PR #1459, opened 2023-10-06
Ensure supplementary output file maps associate Swift Source inputs with expected outputs in WMO

artemcm:
When handling invocations with many input kinds, it is important that the Swift compiler is passed a supplementary output filemap that maps the first `.swift` input to the expected outputs. It is already just a convention that we use the first input for a WMO compilation task. In cases where we use the first input which happens to not be a `.swift` input (e.g. a `.o` input), the Swift compiler fails to map it to expected output kinds of Swift compilation.

Resolves rdar://115577783

### DIFF
--- a/Sources/SwiftDriver/Jobs/FrontendJobHelpers.swift
+++ b/Sources/SwiftDriver/Jobs/FrontendJobHelpers.swift
@@ -686,7 +686,10 @@ extension Driver {
     if let input = input?.fileHandle, input != OutputFileMap.singleInputKey {
       entryInput = input
     } else {
-      entryInput = inputFiles[0].fileHandle
+      guard let firstSourceInputHandle = inputFiles.first(where:{ $0.type == .swift })?.fileHandle else {
+        fatalError("Formulating swift-frontend invocation without any input .swift files")
+      }
+      entryInput = firstSourceInputHandle
     }
     entries[entryInput, default: [:]][output.type] = output.fileHandle
   }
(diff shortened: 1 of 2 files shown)


artemcm:
@swift-ci test

artemcm:
@swift-ci test

Sources/SwiftDriver/Jobs/FrontendJobHelpers.swift
```diff
@@ -686,7 +686,10 @@ extension Driver {
     if let input = input?.fileHandle, input != OutputFileMap.singleInputKey {
       entryInput = input
     } else {
-      entryInput = inputFiles[0].fileHandle
+      guard let firstSourceInputHandle = inputFiles.first(where:{ $0.type == .swift })?.fileHandle else {
```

# # # #

What to produce >> Show the lines where the word "FrontendJobHelpers" appears in the entries.

Solution >>
--- a/Sources/SwiftDriver/Jobs/FrontendJobHelpers.swift
+++ b/Sources/SwiftDriver/Jobs/FrontendJobHelpers.swift
Sources/SwiftDriver/Jobs/FrontendJobHelpers.swift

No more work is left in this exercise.